▸ **WHAT THE TASK ASKS**
Each record below is to be output with no change at all.

▸ **RAW DATA**
▼

PR #186, opened 2016-09-14
Reserved ip association

schaefi:
Add support for IP to cloud service associations

```
azurectl compute reserved-ip associate --name my_ip --cloud-service-name my_service
azurectl compute reserved-ip disassociate --name my_ip --cloud-service-name my_service
```

### DIFF
--- a/azurectl/commands/compute_reserved-ip.py
+++ b/azurectl/commands/compute_reserved-ip.py
@@ -18,13 +18,13 @@ be made. Reservations are identified by a user-defined name.
 usage: azurectl compute reserved-ip -h | --help
        azurectl compute reserved-ip create --name=<reserved-ip-name>
            [--wait]
-       azurectl compute reserved-ip list
-       azurectl compute reserved-ip show --name=<reserved-ip-name>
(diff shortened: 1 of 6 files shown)


azurectl/commands/compute_reserved-ip.py
```diff
@@ -22,9 +22,17 @@
...
+           [--wait]
+       azurectl compute reserved-ip disassociate --name=<reserved-ip-name> --cloud-service-name=<name>
+           [--wait]
        azurectl compute reserved-ip help
 
 commands:
+    associate
+        associate an existing reserved IP address to a deployment
+    disassociate
+        disassociate an existing reserved IP address from the given deployment
```
rjschwei: I think we agreed that options would be listed according to CRUD, IMHO associate and disassociate would fall into the U (updated category) and thus should be listed after "create".

If we agreed on alpha order then disassociate should be after create

rjschwei:
Other than the order of the options this LGTM

azurectl/commands/compute_reserved-ip.py
schaefi: I've changed the order, thanks

PR #190, opened 2016-09-20
Document: storage disk upload skips zero'd blocks

colemickens:
I started going down a different path for the blob upload until I skimmed the source and saw that you do in fact skip empty blocks. Nice feature, just thought it'd be good to document it in the man page.


schaefi:
Thanks :+1:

▲

▸ **ANSWER BOX**
PR #186, opened 2016-09-14
Reserved ip association

schaefi:
Add support for IP to cloud service associations

```
azurectl compute reserved-ip associate --name my_ip --cloud-service-name my_service
azurectl compute reserved-ip disassociate --name my_ip --cloud-service-name my_service
```

### DIFF
--- a/azurectl/commands/compute_reserved-ip.py
+++ b/azurectl/commands/compute_reserved-ip.py
@@ -18,13 +18,13 @@ be made. Reservations are identified by a user-defined name.
 usage: azurectl compute reserved-ip -h | --help
        azurectl compute reserved-ip create --name=<reserved-ip-name>
            [--wait]
-       azurectl compute reserved-ip list
-       azurectl compute reserved-ip show --name=<reserved-ip-name>
(diff shortened: 1 of 6 files shown)


azurectl/commands/compute_reserved-ip.py
```diff
@@ -22,9 +22,17 @@
...
+           [--wait]
+       azurectl compute reserved-ip disassociate --name=<reserved-ip-name> --cloud-service-name=<name>
+           [--wait]
        azurectl compute reserved-ip help
 
 commands:
+    associate
+        associate an existing reserved IP address to a deployment
+    disassociate
+        disassociate an existing reserved IP address from the given deployment
```
rjschwei: I think we agreed that options would be listed according to CRUD, IMHO associate and disassociate would fall into the U (updated category) and thus should be listed after "create".

If we agreed on alpha order then disassociate should be after create

rjschwei:
Other than the order of the options this LGTM

azurectl/commands/compute_reserved-ip.py
schaefi: I've changed the order, thanks

PR #190, opened 2016-09-20
Document: storage disk upload skips zero'd blocks

colemickens:
I started going down a different path for the blob upload until I skimmed the source and saw that you do in fact skip empty blocks. Nice feature, just thought it'd be good to document it in the man page.


schaefi:
Thanks :+1:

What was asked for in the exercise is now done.